The political standoff over Ohio’s freshly legalized adult-use cannabis market ended abruptly this week and while that’s good news for operators, it may not leave enough time to get up to speed before the official launch.
With dispensary licensing rules finally approved, recreational cannabis sales could begin by mid-June in Ohio. Cresco Labs is one of the largest multi-state cannabis operators in the U.S. and it stands to benefit greatly from Ohio’s recreational market coming online.
Cresco Labs CEO Charles Bachtell said the company has been making strategic improvements and hiring more workers at its medical dispensaries in the state to ensure they’re able to handle the increased volume.

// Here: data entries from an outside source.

PR #620, opened 2026-07-16
Harness UI: seal-pipeline hardening (write-confirmed sealing, frame order, synchronized output)

merklebonsai:
Three coupled correctness items on the seal pipeline, hardening it before live agent traffic. Builds on the merged shared frontier classifier.

## 1. Two-phase seal (write -> confirm -> mark)

Empirically probed the BEAM's device-failure classes first: an io server replying `{:error, reason}` surfaces from `IO.write/2` as ArgumentError; a dead device as ErlangError `:terminated`. `InlineAuthority.try_seal/2` rescues exactly those two, returning `{:error, :write_failed, t}` with `next_row` untouched so a retry re-positions from scratch. The newline caller-contract validation runs OUTSIDE the rescued scope — a malformed call still raises rather than becoming infinitely retryable. `Surface.seal_block/2` returns the frontier walk's emit contract directly: a failed write halts the walk with the cursor before the failed entry; the next advance retries; a block is never marked sealed unless its bytes were accepted. Partial-write honesty documented: a retry may overwrite an unconfirmed row in place — safe because unconfirmed rows never enter high-water accounting.

Fill protection: no placeholder-fill pattern against sealed content exists in the codebase (grep-verified); the only mutation channel (fold overrides on painted blocks) is pinned by test to store nothing and never emit history bytes.

## 2. Frame-order law (adopt-resize-first)

`Surface.advance/3` gains a `:resize {w, h}` option — the atomic combined frame. Resize adoption is extracted into one function SHARED by the standalone resize path and the advance path so they cannot drift; a block sealing on a shrink frame is laid out at the NEW width (the named red-first obligation from the frontier suite, now implemented — stale-width bytes in a print-once stream are permanent corruption). Honest note: the reference design's "size viewport to post-commit height" step has no decision in this substrate (footer row count is geometry-fixed), documented as satisfied by construction; the load-bearing halves are adopt-before-seal and footer-repaint-after-seal.

## 3. Synchronized output (DEC 2026)

`InlineAuthority.with_sync/3`: the authority gates (capability measured once at construction; nil/unknown -> never emit) and owns the bytes. Balanced by construction — the close is emitted iff the open succeeded, through mid-frame seal failures; a failed open degrades to an unbracketed frame (presentation must never take down the frame). The bracket condition is the pre-seal `scan_frontier` `will_commit` — a third consumer of the shared classifier (consumer table updated). SequenceScanner already tokenizes `?2026`; the oracle needed no changes — pinned by tests, and the golden vocabulary allowlist stays deliberately unchanged (goldens render with capabilities nil; comment cites the pinning test).

## Verification

Red-first: 8 of 13 new tests captured failing pre-implementation (retry-not-vanish, try_seal/advance-3 undefined, both sync-bracket assertions); the other 5 are deliberate pins. One test-design flaw caught during implementation review and fixed in the TEST: the footer pending-preview legitimately carries block content, so the leak-detection marker had to sit below the preview window. New suite 13/13; harness+property+cross-terminal sweep 930 passed (212 properties), 0 failures. Warnings + format clean.

### DIFF
--- a/lib/raxol/harness/seal_frontier.ex
+++ b/lib/raxol/harness/seal_frontier.ex
@@ -27,10 +27,13 @@ defmodule Raxol.Harness.SealFrontier do
       scrollback this frame;
     * the footer/tail composition -- which blocks still render in the
       pinned live region (the trailing "pending" preview);
-    * (future, documented seam, not yet built) the resize path's
-      `will_commit` gate and post-commit viewport sizing -- the frame-order
-      unit that must decide sizing at the width a possibly-just-committed
-      block was laid out at.
+    * the synchronized-output bracket decision -- `Raxol.Harness.Surface`'s
+      `seal_frame/3` reads the SAME `will_commit` projection, per-frame, to
+      decide whether this frame's seal + footer repaint needs wrapping in
+      a DEC 2026 bracket (see that module's moduledoc). The post-commit
+      viewport-sizing seam remains future work: this substrate's footer
+      row count is geometry-fixed (never a function of post-seal state),
+      so there is no viewport-sizing decision left to make here.
 
   Consumers never inline their own walk over entries. The consumer table
   today:
@@ -39,11 +42,10 @@ defmodule Raxol.Harness.SealFrontier do
       walk, via `commit_walk/5`.
     * `Raxol.Harness.Surface`'s footer pending-preview (`pending_block/1`,
       via `frontier_scan/1`, itself `scan_frontier/3`) -- read-only.
-
-  Documented seams (not yet built, but must call `scan_frontier/3` before
-  the commit pass in the frame and mirror its stop condition exactly when
-  they land): the resize-path `will_commit` gate, and post-commit viewport
-  sizing.
+    * `Raxol.Harness.Surface`'s synchronized-output bracket gate
+      (`seal_frame/3`, also via `frontier_scan/1`) -- read-only, consulted
+      BEFORE the commit pass to decide whether to open a bracket around
+      it.
 
   ## The entry contract
 
@@ -170,11 +172,13 @@ defmodule Raxol.Harness.SealFrontier do
   it, so the very next pass retries that same entry rather than silently
   skipping past a block that was marked but never actually printed (which
   would make it vanish forever, since a print-once surface cannot re-emit
-  a committed entry). This emit-then-mark contract is the seam a future
-  two-phase seal (a write-confirming substrate) will build on; today's
-  Surface emit (`InlineAuthority.seal/2`) has no error path, so the
-  `{:error, :write_failed, _}` branch is exercised only by this module's
-  own corpus until such a substrate lands.
+  a committed entry). This emit-then-mark contract is the seam a
+  write-confirming substrate builds on -- and that substrate now exists:
+  `Raxol.Harness.Surface.seal_block/2` emits through
+  `InlineAuthority.try_seal/2` (write -> confirm -> mark), and the
+  `{:error, :write_failed, _}` branch is exercised both by this module's
+  own corpus and end-to-end through a real failing device in
+  `test/harness/surface_seal_pipeline_test.exs`.
 
   ## The cursor
 
--- a/lib/raxol/harness/surface.ex
+++ b/lib/raxol/harness/surface.ex
@@ -809,6 +809,7 @@ defmodule Raxol.Harness.Surface do
   end
 
   defp do_advance(model, now) do
+    model = heal_sync(model)
     revealed = min(model.revealed + 1, length(model.events))
     events_so_far = Enum.take(model.events, revealed)
 
@@ -831,25 +832,44 @@ defmodule Raxol.Harness.Surface do
   end
 
   # A frame that seals at least one block AND repaints the footer
-  # presents atomically: seal + status + footer run inside one DEC 2026
-  # synchronized-update bracket (InlineAuthority.with_sync/3, gated on
-  # the capability record). The bracket condition is the pre-seal scan's
-  # will_commit -- it exactly predicts "this frame seals >= 1 block"
-  # except when the first emit fails, in which case an empty bracket is
-  # emitted (harmless: a sync frame with no visible change; the
-  # balanced-bracket case in test/harness/surface_seal_pipeline_test.exs
-  # covers the failure path). Frames that seal nothing (early reveals,
-  # tick, handle_input) never open a bracket. :flat has no footer and no
-  # cursor vocabulary -- never bracketed.
+  # presents atomically: seal + status + footer run between
+  # InlineAuthority.sync_open/1 and sync_close/1 -- one DEC 2026
+  # synchronized-update bracket, gated on the capability record. The
+  # bracket condition is the pre-seal scan's will_commit -- it exactly
+  # predicts "this frame seals >= 1 block" except when the first emit
+  # fails, in which case an empty bracket is emitted (harmless: a sync
+  # frame with no visible change; the balanced-bracket case in
+  # test/harness/surface_seal_pipeline_test.exs covers the failure path).
+  # Frames that seal nothing (early reveals, tick, handle_input) never
+  # open a bracket -- but every frame entry point calls heal_sync/1
+  # first, so a close the device refused in an EARLIER frame (the
+  # dangling-open wedge) is re-attempted at the first opportunity of any
+  # kind. :flat has no footer and no cursor vocabulary -- never
+  # bracketed.
+  #
+  # If run_seal_frame/3 raises mid-bracket (a logic bug -- device
+  # failures are tuples, not raises, on this path), the rescue below
+  # makes one best-effort close attempt before re-raising, so a crashing
+  # frame does not also leave the terminal synchronized. The authority
+  # state update is lost with the crash either way; the byte is what
+  # matters to the terminal.
   defp seal_frame(%{mode: :flat} = model, events_so_far, now) do
     run_seal_frame(model, events_so_far, now)
   end
 
   defp seal_frame(model, events_so_far, now) do
     if frontier_scan(model).will_commit do
-      InlineAuthority.with_sync(model.authority, model, fn m ->
-        run_seal_frame(m, events_so_far, now)
-      end)
+      opened = update_authority(model, &InlineAuthority.sync_open/1)
+
+      try do
+        opened
+        |> run_seal_frame(events_so_far, now)
+        |> update_authority(&InlineAuthority.sync_close/1)
+      rescue
+        e ->
+          _ = InlineAuthority.sync_close(opened.authority)
+          reraise e, __STACKTRACE__
+      end
     else
       run_seal_frame(model, events_so_far, now)
     end
@@ -862,6 +882,20 @@ defmodule Raxol.Harness.Surface do
     |> paint_footer()
   end
 
+  # Re-attempts a sync close the device refused in an earlier frame (see
+  # InlineAuthority.sync_close/1's latch contract) -- a byte-free no-op
+  # when nothing is owed, so every frame entry point (do_advance, tick,
+  # handle_input, resize) calls it unconditionally: a dangling ?2026h
+  # heals at the FIRST frame after the device accepts a byte again,
+  # never later.
+  defp heal_sync(%{mode: :flat} = model), do: model
+
+  defp heal_sync(model),
+    do: update_authority(model, &InlineAuthority.sync_close/1)
+
+  defp update_authority(model, fun),
+    do: %{model | authority: fun.(model.authority)}
+
   @doc """
   Advances the elapsed-since-last-event ticker (the status strip's
   `Stage` slot) without revealing a new fixture event -- elapsed ticks
@@ -872,6 +906,7 @@ defmodule Raxol.Harness.Surface do
   @spec tick(t(), integer()) :: t()
   def tick(model, now) when is_integer(now) do
     model
+    |> heal_sync()
     |> put_in([:status, :now], now)
     |> paint_footer()
   end
@@ -999,12 +1034,14 @@ defmodule Raxol.Harness.Surface do
     # The ONE mutating frontier walk (SealFrontier's moduledoc): emit
     # each newly-committable block via seal_block/2, which advances
     # painted_count -- the committed marker frontier_entries/1 reads.
-    # The emit is write-confirming (`InlineAuthority.try_seal/2`): write ->
-    # confirm -> mark. A failed device write halts the walk with
+    # The emit is write-checked (`InlineAuthority.try_seal/2`): write ->
+    # confirm -> mark, where "confirmed" means the device's io server
+    # ACCEPTED the write (see try_seal/2's doc for what that does and
+    # does not promise). A refused write halts the walk with
     # painted_count (the cursor) strictly before the failed entry, and the
     # next advance retries the same block, so a block can never be marked
-    # painted without its bytes confirmed on the device (retry-not-vanish;
-    # covered by test/harness/surface_seal_pipeline_test.exs).
+    # painted for bytes the device refused (retry-not-vanish; covered by
+    # test/harness/surface_seal_pipeline_test.exs).
     result =
       SealFrontier.commit_walk(
         entries,
@@ -1193,6 +1230,7 @@ defmodule Raxol.Harness.Surface do
   """
   @spec handle_input(t(), term()) :: t()
   def handle_input(model, raw_event) do
+    model = heal_sync(model)
     norm = InputEvent.normalize(raw_event)
 
     # Every keystroke is presence evidence for the unread divider's
@@ -2173,7 +2211,7 @@ defmodule Raxol.Harness.Surface do
     do: adopt_resize(model, width, rows)
 
   def resize(model, width, rows) do
-    model = adopt_resize(model, width, rows)
+    model = model |> heal_sync() |> adopt_resize(width, rows)
     lines = footer_lines(model)
     authority = InlineAuthority.keyframe(model.authority, lines)
     %{model | authority: authority, stub_notice: nil}
--- a/lib/raxol/harness/surface.ex
+++ b/lib/raxol/harness/surface.ex
@@ -840,6 +840,12 @@ defmodule Raxol.Harness.Surface do
   # fails, in which case an empty bracket is emitted (harmless: a sync
   # frame with no visible change; the balanced-bracket case in
   # test/harness/surface_seal_pipeline_test.exs covers the failure path).
+  # A PERSISTENTLY refusing (alive) device therefore emits one empty
+  # open/close pair per retry frame -- a few bytes of decoration per
+  # frame, deliberately not special-cased: the same frames emit
+  # [:raxol, :harness, :seal, :write_failed] telemetry per refused
+  # write, so the condition is observable from the first frame and the
+  # operator/driver owns the decision to stop advancing.
   # Frames that seal nothing (early reveals, tick, handle_input) never
   # open a bracket -- but every frame entry point calls heal_sync/1
   # first, so a close the device refused in an EARLIER frame (the
@@ -1053,7 +1059,26 @@ defmodule Raxol.Harness.Surface do
             |> Enum.at(index)
             |> apply_fold_override(index, acc.fold_overrides)
 
-          seal_block(acc, block)
+          case seal_block(acc, block) do
+            {:ok, _acc} = ok ->
+              ok
+
+            {:error, :write_failed, _acc} = error ->
+              # The retry loop for a refusing-but-alive device is
+              # unbounded BY DESIGN (a bound would strand the block when
+              # the device recovers) -- this emit is what keeps it from
+              # being unbounded AND invisible: one event per refused
+              # write, from the first frame, so a driver/operator can see
+              # a persistent refusal and decide. A DEAD device never
+              # reaches here (try_seal fail-fasts on a corpse).
+              :telemetry.execute(
+                [:raxol, :harness, :seal, :write_failed],
+                %{},
+                %{index: index, kind: block.kind}
+              )
+
+              error
+          end
         end,
         cursor: model.painted_count
       )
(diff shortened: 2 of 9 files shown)


DROOdotFOO (commented):

Scope: `try_seal/2` two-phase seal, frame-order (`advance/3` + `adopt_resize/3`), and DEC 2026 synchronized output (`with_sync/3`). Verified against `lib/raxol/ui/rendering/paint_authority/inline_authority.ex` and `lib/raxol/harness/surface.ex` at the diff. Frame-order (item 2) reads correct: `advance/3` threads `adopt_frame_resize/2` unconditionally ahead of `do_advance/2`, and `seal_frame/3` computes `will_commit` at the already-adopted geometry. No findings there.

### HIGH

- **[Saboteur + New Hire] The rescue is broader than "device failure" and does not filter on the reason it documents.** `inline_authority.ex` `confirmed_seal/2` rescues `_e in [ArgumentError, ErlangError]` (diff, new `confirmed_seal/2`), and `sync_write/2` uses the identical clause. But the docstring for `try_seal/2` names the dead-device class as `%ErlangError{original: :terminated}` -- the code catches **every** `ErlangError` regardless of `original`, and every `ArgumentError` raised anywhere inside the `with_cursor -> append_sealed` closure (not only the io-server `{:error, reason}` reply). Consequence: a genuine logic bug that raises `ArgumentError`/`ErlangError` from inside the seal (a malformed region struct, a `count_lines`/`IO.iodata_to_binary` fault on bad iodata, a future refactor bug) is silently reclassified as `{:error, :write_failed, t}`. Per `surface.ex` `seal_block/2` + `commit_walk/5`, `next_row`/`painted_count` are left un-advanced and the SAME entry is retried on every subsequent `advance` -- and a code bug is not transient, so this is an unbounded retry loop that never surfaces the real error. The task's own premise ("rescues ... a dead device as ErlangError :terminated") is what the prose promises but not what the code does. Narrow the rescue to the reason it documents (guard on `original: :terminated` for the `ErlangError` arm; scope the `ArgumentError` arm as tightly as the io seam allows) so non-device faults stay loud. (Saboteur MEDIUM: masks bugs into an infinite retry; New Hire LOW: doc/code disagree on the WHY -- same root, promoted to HIGH.)

- **[Saboteur + Security Auditor] `with_sync/3` can leave the terminal wedged in synchronized-update mode; "balanced by construction / never a dangling open" is an overclaim.** `inline_authority.ex` `with_sync/3` opens with `sync_write(device, "\e[?2026h")` and closes in the `after` with `sync_write(device, "\e[?2026l")`; `sync_write/2` rescues device errors and returns `:error` **without the byte landing**. The moduledoc guarantees the close is emitted "iff the open succeeded" -- but that guarantees the close is *attempted*, not that the close *byte reaches the device*. If the open is accepted (`?2026h` on the wire, device alive) and the device then faults on the close write (transient `{:error, :enospc}`, SIGHUP mid-frame), the open lands with no matching close and the terminal stays frozen in synchronized mode. There is no reset-on-next-frame or idempotent re-close: I grepped and the harness path has no `?2026l` recovery seam (only `backends.ex` emits its own independent pair). The balanced-bracket test (`surface_seal_pipeline_test.exs`) only exercises a device that *recovers* before the close (`FailingDevice` fails exactly once), so the stuck-through-the-close path is unverified. Security framing: a hostile or flaky device that ACKs the open and drops the close is a display-DoS (terminal wedged) reachable from a presentation-only feature. Same root, Saboteur + Security -> promoted to HIGH. Suggest a self-healing close (emit `?2026l` unconditionally at the top of the next sealing frame, or track an "open but unclosed" latch).

### MEDIUM

- **[Saboteur + Security Auditor] "Partial-write honesty ... safe by construction" breaks at the scroll boundary.** `inline_authority.ex` `try_seal/2` writes a whole multi-line block in one `IO.write(device, iodata)`; the partial-write doc argues a retry "produces the same rows the confirmed write would have" because `next_row` was not advanced. That holds only when `target_row = min(next_row, bottom)` sits with slack above `history_bottom`. On a real tty a partial write can flush some of the block's embedded `\r\n`s before erroring; if `target_row` is at/near the region bottom, those newlines scroll the DECSTBM region and evict partially-written rows into native scrollback, which this process can never rewrite (the module's own core invariant). The retry then re-CUPs to the un-advanced absolute `target_row` and re-emits the full block, but the evicted partial rows are permanent duplicate/garbled scrollback. StringIO cannot reproduce this (it never partial-writes), so it is a design-honesty gap rather than a test-caught one -- but the blanket "no seal-once violation" claim is not true at the boundary. (Security: content-integrity duplication, overlaps the same root -- left MEDIUM as it needs a real-tty partial write at the bottom row.)

- **[Saboteur / New Hire] "Confirmed" is "the io server replied `:ok`", not "the bytes reached the terminal".** `try_seal/2`'s contract ("reports whether the device actually confirmed it", "confirmed on the device") is accurate for a StringIO/port io-request round-trip, but for a buffered pipe/`:stdio` an `:ok` reply means accepted-into-the-io-server, not rendered. The module cannot do better without a DSR round-trip, so this is a wording-precision issue -- but "confirmed on the device" reads stronger than the mechanism delivers. Recommend softening to "the io server accepted the write" so a future reader does not assume end-to-end delivery.

### LOW

- **[New Hire] Magic synchronized-output sequences bypass the module's own wire-vocabulary indirection.** `with_sync/3` hardcodes `"\e[?2026h"` / `"\e[?2026l"` inline (and the test re-hardcodes them as `@sync_open`/`@sync_close`), while every other control sequence in this module routes through `Dialect` (`cursor_save/0`, `cursor_restore/0`, `cursor_position/1`). The BSU/ESU pair and the `2026` mode number have no named constant and are duplicated between production and test, so a typo (`2026` vs `2027`) or a future SGR-saver/DECRST-restore variant would drift silently. Give them a `Dialect.sync_begin/0` / `Dialect.sync_end/0` (or module attributes) matching the module's stated "shared Dialect wire vocabulary" design.

- **[New Hire] Two different capability-reading idioms in one constructor.** `new/5` sets `sync_output?: match?(%{sync_output: true}, caps)` -- a loose map match that also matches any non-`Capabilities` map carrying `sync_output: true` -- while `reflow_capable?/1` in the same file uses a strict `%Capabilities{identity: ...}` struct pattern. There is also an existing public gate `Raxol.Terminal.Capabilities.sync_output?/0` that this bypasses. Prefer the struct pattern (`%Capabilities{sync_output: true}`) for consistency and to avoid matching stray maps.

### Cross-persona overlaps

- Over-broad `[ArgumentError, ErlangError]` rescue: Saboteur (masked bug -> infinite retry) + New Hire (doc names `:terminated`, code catches all) -- promoted MEDIUM -> HIGH.
- Unbalanced `?2026` bracket: Saboteur (close byte may not land) + Security Auditor (device-driven display DoS) -- promoted MEDIUM -> HIGH.
- Partial-write boundary: Saboteur (permanent scrollback corruption) + Security Auditor (content duplication) -- same root, held at MEDIUM (real-tty-only trigger).

### Verdict: CONCERNS

Two HIGH issues (both promoted via cross-persona agreement, both in `inline_authority.ex`), several MEDIUM/LOW. No CRITICAL and fewer than three HIGH, so not a BLOCK -- but the two HIGH items are load-bearing for the exact guarantees this PR advertises (fail-closed device handling and balanced synchronized output) and should be addressed before live agent traffic. The frame-order item is clean.

merklebonsai:
Review response landed as `19fd477d9`. Ledger:

**HIGH — rescue broader than device failure; a logic bug becomes unbounded silent retry.** *Confirmed (verified: nothing filtered on origin; the retry-loop consequence is real via the walk's cursor semantics).* Fixed with `device_io_error?/2`: requires the exception class AND an `:io`-module stack head — empirically probed on both device classes (error-reply raises from `{:io, :put_chars, ...}` with a `:device` cause; dead device with `:io, :terminated`), while a local raise carries a different head. Non-matching exceptions RE-RAISE. Applied at both rescue sites; doc rewritten to match.

**HIGH — a refused sync-close write wedges the terminal; "balanced by construction" was attempt-accurate only.** *Confirmed (the close failure was swallowed with no recovery seam).* Redesigned as a latch: `sync_open/1` sets `sync_close_pending?` iff the open byte landed; `sync_close/1` writes iff owed, clears iff accepted, and is a byte-free no-op otherwise — safe to call every frame. The Surface heals at all four frame entries, so a refused close heals at the first subsequent frame with a writable device (and a refused SEAL guarantees a retry frame, so the common failure topology heals immediately). Crash path: one best-effort close before re-raise. The balance claim is now byte-accurate, not attempt-accurate. **API note: `with_sync/3` is removed in favor of the pair — flagged to the in-flight live-session track.**

**MED — partial-write claim breaks at the scroll boundary.** *Confirmed as a doc-honesty gap.* The guarantee is now scoped to accept-or-refuse-as-a-unit transports (everything driving this path today: StringIO, the BEAM io server); the raw-fd boundary residual is named explicitly as a documented limit, with line-at-a-time emit noted as the follow-up if such a transport lands.

**MED — "confirmed" overclaims.** *Confirmed.* New "What accepted means (and does not)" section; Surface wording softened to the refusal framing.

**LOW — hardcoded ?2026 bytes.** *Confirmed.* `Dialect.sync_begin/0`/`sync_end/0`; production routes through them; the test deliberately keeps raw bytes as the drift oracle (same-constant pinning would tautologize — noted in-test).

**LOW — loose capability match.** *Confirmed.* Strict struct match mirroring the reflow seam's idiom; deliberately NOT the process-global capability cache (the constructor takes explicit caps as the test seam).

Red-first: 4 failing pre-fix (13/17 -> 17/17), incl. proving the loose match DID enable emission from a stray map and the refused close was never re-attempted. Harness+property+cross-terminal 934 passed / 0 failures; warnings + format clean.

**Residual (driver lane, one line):** the canonical teardown sequence doesn't include `?2026l` — a crash between open and close waits on the terminal's own sync timeout. Outside this PR's blast radius; flagged for the driver-lane backlog.

DROOdotFOO (commented):

Since last review: d7df35bf..19fd477d

Focus: the round-1 hardening commit `19fd477d` ("scoped rescues, healing sync
bracket"), which directly targets the two HIGHs. Verified against the PR-head
checkout of `pr-620-verify`; the new suite compiles and all 17 tests in
`test/harness/surface_seal_pipeline_test.exs` pass (reproduced). Two extra
probes run below.

- **HIGH -- over-broad rescue vs "confirmed" -- RESOLVED.** The seal rescue is
  now narrowed twice over. `confirmed_seal/2` catches only
  `e in [ArgumentError, ErlangError]`
  (`lib/raxol/ui/rendering/paint_authority/inline_authority.ex:519-528`), so
  every OTHER logic-bug class (`KeyError`, `FunctionClauseError`, ...) is not in
  the rescue list at all and propagates untouched. The two classes that ARE
  caught pass through `device_io_error?/2`, which requires the stacktrace head
  to be `{:io, _, _, _}` -- i.e. the raise must have come out of the `:io` layer
  (`append_sealed/2` writes via `IO.write/2` -> `:io.put_chars`, inline_authority.ex:414-415).
  An `ArgumentError`/`ErlangError` raised by non-device code returns `false` ->
  `reraise`. The unit test `device_io_error?/2 recognizes the two device classes
  and rejects local raises` proves the discriminator returns false for a
  locally-raised `ArgumentError` (reproduced). A genuine logic bug can no longer
  be reclassified as `:write_failed`, so the logic-bug silent-retry loop is gone.

- **HIGH -- unbalanced synchronized-output -> wedged terminal -- RESOLVED.**
  `with_sync/3` is replaced by a latch-backed pair, `sync_open/1` + `sync_close/1`,
  with a `sync_close_pending?` field. A landed open latches an owed close; the
  latch clears ONLY when a close write is accepted. Every frame entry point
  (`do_advance`, `tick`, `handle_input`, inline `resize`) calls `heal_sync/1`
  first (`lib/raxol/harness/surface.ex:788-796`), re-attempting the owed close,
  and a mid-frame raise makes one best-effort `sync_close` before re-raising
  (`surface.ex:762-778`). The test `a close-write failure does not wedge the
  terminal: the owed close is re-attempted on the next frame` constructs
  accepted-open + faulted-close and confirms the next (tick) frame emits the
  owed `?2026l`, healed and balanced (reproduced). The wedge can no longer
  persist across frames.

- **MED -- scroll-boundary partial write -- documented.** `try_seal/2`'s doc now
  has an explicit "Partial-write honesty (and the scroll-boundary residual)"
  section naming the raw-fd/pty case where partially-flushed `\r\n`s evict rows
  into unreachable native scrollback, and notes no current transport
  partial-writes. Honest, not an implied guarantee.

- **MED -- "confirmed" wording -- documented.** `try_seal/2` now states plainly
  that `{:ok, _}` means the io server ACCEPTED the write (handed-off), not
  end-to-end render, and that a DSR round-trip would be needed to prove delivery.

### Medium

- **Non-transient device fault is still an unbounded, silent, un-observable
  retry loop (reproduced).** The scoped rescue kills the LOGIC-bug loop, but the
  retry mechanism itself survives for genuine device faults -- and it does not
  distinguish transient from permanent. A device that permanently refuses the
  seal write drives `advance/2` to return `{model, :ok}` forever: 200 advances
  against a persistently-failing device left `painted_count == 0`, only `:ok`
  ever returned, never `:done`, with no telemetry and no retry bound
  (`inline_authority.ex` `device_io_error?/2` + `surface.ex` `do_advance`).
  Sharper: a DEAD device (`ErlangError{original: :terminated}`) is EXPLICITLY
  classified as a retryable `device_io_error?` -- so the harness retries a corpse
  forever. Note this is a mild observability regression for the dead-device case:
  pre-PR, `seal/2` had no error path, so a dead device would have RAISED out of
  `advance` (loud crash); this PR converts that into a silent infinite loop.
  The empty-bracket-per-frame behavior (a `will_commit`-true frame whose seal
  write fails emits a bare `?2026h`/`?2026l` with no content) shares this root:
  on a persistent failure it becomes forever byte-spam of accepted open/close
  pairs. A retry bound, or a `[:raxol, :harness, :seal, :write_failed]` telemetry
  emit, would make the non-transient case observable and is the natural
  follow-up. Non-blocking, but the dead-device branch deserves a fail-fast or a
  count.

### Low

- **No teardown backstop for an owed sync-close.** The heal contract is
  explicitly "the next frame with a writable device." A wedge that lands on the
  FINAL frame, followed by process exit, has no flush seam: Surface owns no
  `terminate/2` (precondition #7, `surface.ex:381-397`), and the documented
  cleanup path `InlineDriver.Sequences.teardown_bytes/1` predates sync brackets
  -- it emits the DECSTBM region release (`\e[r`), not `?2026l`. So the specific
  wedge-then-quit topology can still strand the real terminal in synchronized
  mode. Recommend the teardown path emit `?2026l` unconditionally (DEC private
  modes are set/reset -- harmless when nothing is owed).

### Verdict: CONCERNS (non-blocking)

Both HIGHs are cleared, each with a real end-to-end test through the device seam
(reproduced): the scoped rescue no longer swallows logic bugs (they re-raise
loudly), and the latched sync bracket can no longer wedge the terminal across
frames. The remaining items are one MED (non-transient/dead-device retry loop
has no bound, telemetry, or fail-fast -- a mild observability regression from
the pre-PR crash) and one LOW (no teardown flush for an owed sync-close). Both
MEDs from round 1 are now honestly documented. Mergeable; the dead-device bound
or telemetry emit is the recommended fast-follow.

merklebonsai:
Round-2 response landed as `dc120a2cb`. Ledger:

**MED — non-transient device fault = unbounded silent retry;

“So we’ve been working on [adult-use] preparedness like everybody in the market, we have been investing in the stores to make sure that they can handle the increased volume that adult-use is going to bring. But moving the date up of expected launch by a few months will inevitably come with potential for supply shortages,” he said, according to a Seeking Alpha transcript.
Cresco Labs CFO Dennis Olis said the good news is that the bulk of the company’s capex investments toward boosting production capacity in the state have already been made.
Ohio is not the first state to move from medical cannabis only to a recreational-medical hybrid model. Bachtell said the experience his company has gained from other conversion markets like Massachusetts helped a lot in preparing for Ohio in the near-term, and Florida and Pennsylvania in the longer-term.
“So I’m excited for the team to be a part of an [adult-use] launch, an [adult-use] conversion, and I’m really excited to see how they handle it, because they’re going to be much better prepared than we have been in prior examples. But that’s why I also cautioned about the excitement about the accelerated launch timeline in Ohio. Internally, we kind of referred to it as the excitement about when you’re traveling and your flight arrives 45 minutes early, but then you sit on the tarmac for 30 minutes because the gate isn’t ready,” Bachtell said.